▶ _Required work_
Which lines in the data below contain the word "Debug"? Return each of them.

· · · ·

PR #3237, opened 2024-12-25
[SQL] Distinguish various static types of short intervals

### LINKED ISSUE #3174: [SQL] The type system needs to differentiate between various types of short intervals
This change is similar to #3173
Once we do that we can revert the restriction on subtraction of dates and times introduced in #3137

mihaibudiu:
Fixes #3174

### DIFF
--- a/crates/sqllib/src/binary.rs
+++ b/crates/sqllib/src/binary.rs
@@ -10,7 +10,12 @@ use flate2::read::GzDecoder;
 use hex::ToHex;
 use serde::{de::Error as _, Deserialize, Deserializer, Serialize, Serializer};
 use size_of::SizeOf;
-use std::{borrow::Cow, cmp::min, fmt::Debug, io::Read};
+use std::{
+    borrow::Cow,
+    cmp::{min, Ordering},
+    fmt::Debug,
+    io::Read,
+};
 
 /// A ByteArray object, representing a SQL value with type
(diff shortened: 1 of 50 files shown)


mihaibudiu:
@rivudhk after this is merged we will support more types of subtraction on intervals, so we will have to write more tests.

mihaibudiu:
There are still a few unimplemented (cast) functions, so I converted this to a draft until I finish them.

mihaibudiu:
I will mark this as ready for review, and also bump the Calcite version.

mihaibudiu:
Argh! Still have a few unimplemented!() functions.
Back to work.

crates/sqllib/src/binary.rs
```diff
@@ -60,6 +64,23 @@ impl ByteArray {
...
+        if size < 0 {
+            ByteArray::new(d)
+        } else {
+            let size = size as usize;
+            match d.len().cmp(&size) {
+                Ordering::Equal => ByteArray::new(d),
+                Ordering::Greater => ByteArray::new(&d[..size]),
+                Ordering::Less => {
+                    let mut data: Vec<u8> = vec![0; size];
+                    data[..d.len()].copy_from_slice(d);
```
gz, line 77: if you add a `ByteArray::from_vec` function that passes `data` directly you can save an additional allocation here

gz (approved):
you rock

· · · ·

▶ _Problem solution_
-use std::{borrow::Cow, cmp::min, fmt::Debug, io::Read};
+    fmt::Debug,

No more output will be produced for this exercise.